Report Title: Learning to Perceive and Generate 3D World
Speaker: Dr. Yinghao Xu, Research Scientist
Affiliation: Research Department, Ant Group
Time: 10:00, Wednesday, June 25, 2025
Venue: Meeting Room A1104, Science and Education Building, Feicui Lake Campus
Report Abstract:
Perceiving and generating the 3D world from visual inputs is the foundation of human understanding and interaction with the physical environment. Although computer vision has made remarkable progress in 2D scene understanding, it is still difficult to capture the complete spatial and dynamic characteristics of the 3D world. In this lecture, I will introduce a human-like 3D perception system that can learn to understand 3D structures from multi-view images, usually without extensive supervision. Such systems not only achieve general 3D reconstruction and perception, but also lay the foundation for generating and manipulating 3D scenes.
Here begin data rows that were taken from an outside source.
Issue #55, opened 2019-06-06
Player model


Ivshti:
```rust
pub struct PlayerModel {
   // from the router, we will get (item_id, video_id, stream, meta_resourcereq)
   // @TODO maybe an addon transport_url too, there are use cases where we want information from the addon manifest
   // @TODO: Option or Loadable? Cause we may want to express "will not load" vs "loading"
   pub meta: Option<MetaItem>,
   pub next_video: Option<Video>,
   pub libitem: Option<LibItem>, // should we use Loadable? 
   pub stream: Stream,
}
```

As for handling the bingeing (or other complicated cases), we should:

```rust
fn update(&mut self, ctx: &Ctx, action: &Action) {
    match action {
        Msg::Player(item, PlayerEv::Ended) if item == Some(self.libitem) => {
              if let Some(next) = self.next_video && ctx.settings.bingeing  {
                    // trigger an Effect that resolves in Open
              }
        }

```

By default, the player will try to get an existing item from the library with this ID. If it does not exist, it will construct it from the loaded meta. If that doesn't load, it will operate without a libItem.

All extra roles: bingeing, saving library item state, marking episodes watched, marking notifications seen

It can operate without a libItem (just proxying the Player implementation) or with one, in which case it should  load the library item, nad mutate it as the player advances

When the player starts playing it should request subtitles from the addon system and do `addExtraSubtitles` for each result and perhaps set selected subtitles when applying PlayerPreferences; 
also send `stream.subtitles` via `addExtraSubtitles`

It should also mutate and persist PlayerPreferences itself, which should contain preferred subtitle language, preferred track for each language, preferred audio track, and subtitles delay

It should also catch and handle internal inconsistencies, most notably the playing `stream` being different than `self.stream`

nklhtv:
Some part of the logic is implemented: using the correct library item, binge watching, updating library item state.
The model does not act as a proxy of the player impl as we cannot keep references to ui elements or js objects in core. Instead the ui loads the stream thats currently exported by the player model, and transforms various player impl events into player actions: onEnded, onTimeChange etc.

Player model still needs to:

- load subtitles using the video hash provided by the player impl (if supported)
- manage user preferences about subtitles and audio tracks

elpiel:
Video params have been added/changed in #533 
Subtitles and audio tracks state tracking has been added in #553 

User settings for the audio track language and subtitles language are handled by each application and not in core.
A stream override of these audio and subtitles languages is now implemented in #553

PR #553, opened 2023-11-04
implement stream state management

TheBeastLT:
Allow storing stream state based on user actions (user changes default audio/subs track, changes sync or playback speed) and restoring it when playing the same stream or reusing parts of the state when playing next videos in the meta.


src/types/streams/streams_item.rs
```diff
@@ -15,7 +15,60 @@ pub struct StreamsItem {
...
     pub mtime: DateTime<Utc>,
 }
+
+#[serde_as]
+#[derive(Clone, Debug, PartialEq, Serialize, Deserialize)]
+#[serde(rename_all = "camelCase")]
+pub struct StreamItemState {
+    pub subtitle_track_id: Option<String>,
+    pub subtitle_language: Option<String>,
+    pub subtitle_delay_ms: Option<i64>,
```
elpiel: I would prefer the `subtitles_delay` and `audio_delay` to be documented to being milliseconds instead of adding it to the name + you can usually make a struct to specify that it's a delay of milliseconds if you want to be that strict.

It will be consistent with other parts of core where we have such values

TheBeastLT: Do we have such a struct for miliseconds?

elpiel:
Closes #55

src/types/streams/streams_item.rs
elpiel: Not right now, that's why I suggest just removing the MS from the field name

src/models/ctx/update_streams.rs
```diff
@@ -42,12 +46,38 @@ pub fn update_streams<E: Env + 'static>(
...
+            };
+            let steam_item = streams.items.get(&key).cloned();
+            match steam_item {
+                Some(item) => {
+                    let new_stream_item = StreamsItem {
+                        state: Some(state.to_owned()),
+                        ..item
+                    };
+                    streams.items.insert(key, new_stream_item);
+                    Effects::msg(Msg::Internal(Internal::StreamsChanged(false)))
```
elpiel: This job will be best fitted for `entry` as it gives you the option to override the entry if it's taken instead of replacing it with `insert` as it is now.

src/types/streams/streams_item.rs
```diff
@@ -15,7 +15,65 @@ pub struct StreamsItem {
...
+    pub state: Option<StreamItemState>,
     /// Modification time
     #[serde(rename = "_mtime")]
     pub mtime: DateTime<Utc>,
 }
+
+/// StreamItemState is to be used when user intentionally changes some values from the defaults,
+/// so that they would be persisted and restored when returning to the same stream,
+/// or some of them reapplied when moving to the next video/stream.
+#[serde_as]
```
elpiel: Not needed

tymmesyde:
What are `subtitle_language`, `audio_language` and `player_type` for ?

tymmesyde:
Should probably be named to reflect the stremio-video properties names:
https://github.com/Stremio/stremio-video/blob/master/src/HTMLVideo/HTMLVideo.js#L673

`subtitle_id` -> `selected_subtitles_track_id`
`audio_id` -> `selected_audio_track_id`
`subtitle_delay` -> `subtitles_offset`
etc...

tymmesyde:
Also do you think handling the extra subtitles tracks would be nice ?
Like `selected_extra_subtitles_track_id` to also set selected subtitles from addon requests

elpiel (commented):
2 small nitpicks. I need to test the PR more thoroughly.

src/models/ctx/update_streams.rs
TheBeastLT: Not sure I got you meaning, this was done the same when inserting stream item above. We need to store the changed state into storage so we need to launch this effect.

TheBeastLT:
> Also do you think handling the extra subtitles tracks would be nice ? Like `selected_extra_subtitles_track_id` to also set selected subtitles from addon requests

This is to store any state of any action the user does manually. It should not store any info that is selected by default based on settings.
`subtitle_track_id` can be either the id of the embedded subs or identifier of addon returned and manually selected subtitle.
`language` param for audio and subtitles is required if you want to maintain the same embedded track selected when moving to the next video. Their `id` is usually the index of the track in video file, but since track order might change then it's best to also have the language so that you would be sure that in the next video you're selecting the correct track (id and lang must match).
`player_type` is required since in android tv you can change the player on demand from the player view, so you'd want to maintain this info and use the same player throughtout the series. (Ie. on TV some users prefer using libVLC on anime videos due to better ass subs support)

tymmesyde:
> > Also do you think handling the extra subtitles tracks would be nice ? Like `selected_extra_subtitles_track_id` to also set selected subtitles from addon requests
> 
> This is to store any state of any action the user does manually. It should not store any info that is selected by default based on settings. `subtitle_track_id` can be either the id of the embedded subs or identifier of addon returned and manually selected subtitle. `language` param for audio and subtitles is required if you want to maintain the same embedded track selected when moving to the next video. Their `id` is usually the index of the track in video file, but since track order might change then it's best to also have the language so that you would be sure that in the next video you're selecting the correct track (id and lang must match). `player_type` is required since in android tv you can change the player on demand from the player view, so you'd want to maintain this info and use the same player throughtout the series. (Ie. on TV some users prefer using libVLC on anime videos due to better ass subs support)

In web / theater since we use `stremio-video`, it makes the distinction between embedded subtitles tracks and the ones provided by addons
`selectedSubtitlesTrackId` is for embedded tracks
`selectedExtraSubtitlesTrackId` is for addon tracks

For embedded tracks it's their index but for extra tracks it's the id returned by the addon:
https://github.com/Stremio/stremio-addon-sdk/blob/master/docs/api/responses/subtitles.md#subtitles-object

So maybe we can remove `*_language` and / or add `selected_extra_subtitles_track_id`,
This way we don't have to match for id (index) + language, we can just match the id

TheBeastLT:
> In web / theater since we use `stremio-video`, it makes the distinction between embedded subtitles tracks and the ones provided by addons `selectedSubtitlesTrackId` is for embedded tracks `selectedExtraSubtitlesTrackId` is for addon tracks
> 

You can only have one selected subtitle at the time, so there shouldn't be any distinction. What you have is web specific, but still you have to decide which subs you're displaying so in the end there should be a single active id.

> For embedded tracks it's their index but for extra tracks it's the id returned by the addon: https://github.com/Stremio/stremio-addon-sdk/blob/master/docs/api/responses/subtitles.md#subtitles-object
> 
> So maybe we can remove `*_language` and / or add `selected_extra_subtitles_track_id`, This way we don't have to match for id (index) + language, we can just match the id

Like I mentioned, since it's an index for embedded tracks, you need some extra protection to check that if you want to select that track for the next stream that the order didn't change, so we need the language.

tymmesyde:
> > In web / theater since we use `stremio-video`, it makes the distinction between embedded subtitles tracks and the ones provided by addons `selectedSubtitlesTrackId` is for embedded tracks `selectedExtraSubtitlesTrackId` is for addon tracks
> 
> You can only have one selected subtitle at the time, so there shouldn't be any distinction. What you have is web specific, but still you have to decide which subs you're displaying so in the end there should be a single id.
> 
> > For embedded tracks it's their index but for extra tracks it's the id returned by the addon: https://github.com/Stremio/stremio-addon-sdk/blob/master/docs/api/responses/subtitles.md#subtitles-object
> > So maybe we can remove `*_language` and / or add `selected_extra_subtitles_track_id`, This way we don't have to match for id (index) + language, we can just match the id
> 
> Like I mentioned, since it's an index for embedded tracks, you need some extra protection to check that if you want to select that track for the next stream that the order didn't change, so we need the language.

I mean we **need** `selected_extra_subtitles_track_id` for every apps that uses [stremio-video](https://github.com/Stremio/stremio-video)
Otherwise we don't know if `subtitle_track_id` is for embedded or extra / addon tracks

TheBeastLT:
> > > In web / theater since we use `stremio-video`, it makes the distinction between embedded subtitles tracks and the ones provided by addons `selectedSubtitlesTrackId` is for embedded tracks `selectedExtraSubtitlesTrackId` is for addon tracks
> > 
> > 
> > You can only have one selected subtitle at the time, so there shouldn't be any distinction. What you have is web specific, but still you have to decide which subs you're displaying so in the end there should be a single id.
> > > For embedded tracks it's their index but for extra tracks it's the id returned by the addon: https://github.com/Stremio/stremio-addon-sdk/blob/master/docs/api/responses/subtitles.md#subtitles-object
> > > So maybe we can remove `*_language` and / or add `selected_extra_subtitles_track_id`, This way we don't have to match for id (index) + language, we can just match the id
> > 
> > 
> > Like I mentioned, since it's an index for embedded tracks, you need some extra protection to check that if you want to select that track for the next stream that the order didn't change, so we need the language.
> 
> I mean we **need** `selected_extra_subtitles_track_id` for every apps that uses [stremio-video](https://github.com/Stremio/stremio-video) Otherwise we don't know if `subtitle_id` is for embedded or extra / addon tracks

Atm in core subtitle id should be the url to the subtitle itself as that's unique, so it will be very different from embedded subs id, so you will be able to just iterate through combined array of embedded subs and addons subs and determine which ones need to be selected.

tymmesyde:
> Atm in core subtitle id should be the url to the subtitle itself as that's unique, so it will be very different from embedded subs id, so you will be able to just iterate through combined array of embedded subs and addons subs and determine which ones need to be selected.

I'm talking about `subtitle_track_id` from this PR, we need a way to know if this is an id for embedded track or extra subtitles track
So i suggest adding another field `extra_subtitles_track_id`

TheBeastLT:
> I'm talking about `subtitle_track_id` from this PR, we need a way to know if this is an id for embedded track or extra subtitles track So i suggest adding another field `extra_subtitles_track_id`

Don't think we're on the same page here, so to clarify:
`subtitle_track_id` in `StreamState` is an identifier of currently shown subtitle the user manually selected (subtitle chosen by default based on preference settings shouldn't be stored here). There can only be one subtitles shown at a time regardless whether it's embedded or addon subtitle.

Embedded subtitles usually come in format `(index,name,lang)` and for them `index` would be the unique identifier which is a number.

Addon subtitle response in core has structure `(lang,url)` where unique identifier for them would be url.

So at any point you can always determine the subtitle `subtitle_track_id` based on these unique identifiers and you'll either find the sub in embedded track when and index was stored (together checking the lang as well to be safe) or iterating subtitle responses and checking based on url.

Having `subtitle_track_id` and then `extra_subtitle_track_id` will lead to having corrupt state, since when you populate both of them you won't know which the user actually choose, the embedded one or the addon one, so there needs to be a single id stored. 
Same is done currently in desktop/mobile, just that it's stored per language preference https://github.com/Stremio/stremio-models/blob/baa9ac813c2fcb2830a6af7110110a56edb24135/subtitles.js#L482

src/models/ctx/update_streams.rs
elpiel: instead of `get` and later `insert` you can use `entry()` and handle the case where it's `Occupied` entry and directly mutate the value in the HashMap:

https://doc.rust-lang.org/std/collections/hash_map/enum.Entry.html

It's a more idiomatic way of doing what you've done here. Not related to the business logic itself

src/types/streams/streams_bucket.rs
```diff
@@ -28,4 +29,32 @@ impl StreamsBucket {
             items: HashMap::new(),
         }
     }
+
+    pub fn last_stream_item(
+        &self,
+        video_id: &String,
```
elpiel:
```suggestion
        video_id: &str,
```

src/types/streams/streams_bucket.rs
```diff
@@ -28,4 +29,32 @@ impl StreamsBucket {
...
+    ) -> Option<&StreamsItem> {
+        match meta_item.videos.len() {
+            0 => self.items.get(&StreamsItemKey {
+                meta_id: meta_item.preview.id.to_string(),
+                video_id: video_id.to_owned(),
+            }),
+            _ => meta_item
+                .videos
+                .iter()
+                .position(|video| video.id == *video_id)
```
elpiel:
```suggestion
                .position(|video| &video.id == video_id)
```

src/types/streams/streams_bucket.rs
```diff
@@ -28,4 +29,32 @@ impl StreamsBucket {
...
+
+    pub fn last_stream_item(
+        &self,
+        video_id: &String,
+        meta_item: &MetaItem,
+    ) -> Option<&StreamsItem> {
+        match meta_item.videos.len() {
+            0 => self.items.get(&StreamsItemKey {
+                meta_id: meta_item.preview.id.to_string(),
+                video_id: video_id.to_owned(),
```
elpiel, line 37:
```suggestion
                video_id: video_id.to_string(),
```

src/types/streams/streams_item.rs
```diff
@@ -15,7 +15,98 @@ pub struct StreamsItem {
...
+    pub subtitle_track: Option<SubtitleTrack>,
+    pub audio_track: Option<AudioTrack>,
+    pub playback_speed: Option<f32>,
+    pub player_type: Option<String>,
+}
+
+#[derive(Clone, Debug, PartialEq, Serialize, Deserialize)]
+#[serde(rename_all = "camelCase")]
+pub struct SubtitleTrack {
+    /// Id of the subtitle track
```
elpiel, line 49:
```suggestion
    /// Id of the subtitle track - an index for embedded subtitles and an id for external ones.
```

src/types/streams/streams_item.rs
elpiel, line 1: It would be nice to include `#[serde(skip_serializing_if = "Option::is_none")]` to all fields which are `Option`-al since it will lower the amount of JSON we need to move through WASM, especially because users don't always override these settings for a stream

src/types/streams/streams_item.rs
TheBeastLT: Since this is not a given and depend on player implementations, I think it's better not to include it.

elpiel (approved):
LGMT, Great job!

Furthermore, I will demonstrate how to combine 3D modeling with generative models to realize structured control of virtual scenes and intelligent agents, thereby advancing the development of artificial intelligence in spatial reasoning, interaction and environment creation towards human-level 3D intelligence.
Speaker Profile:
Yinghao Xu is currently a Research Scientist at the Research Department of Ant Group and will join the Department of Computer Science and Engineering at the Hong Kong University of Science and Technology (HKUST) as an Assistant Professor in the spring of 2026. Previously, he was a Postdoctoral Researcher at the Computational Imaging Lab of Stanford University, supervised by Professor Gordon Wetzstein. He received his Ph.D. from the Chinese University of Hong Kong, supervised by Professor Bolei Zhou and Professor Dahua Lin, and his Bachelor's degree from the Department of Information Engineering, Zhejiang University. During his undergraduate studies, he was a visiting student at the University of California, San Diego, supervised by Professor Hao Su. His research focuses on the intersection of 3D computer vision, computer graphics and generative artificial intelligence. He has published many papers in top conferences such as CVPR, ICCV, ECCV, SIGGRAPH, SIGGRAPH Asia, ICLR, NeurIPS and ICML, and has been selected for Oral or Spotlight presentations for many times, among which one paper was nominated as a 2022 CVPR Best Paper Candidate. He was named a WAIC Rising Star in 2024 and a Snap Fellowship Nominee in 2022.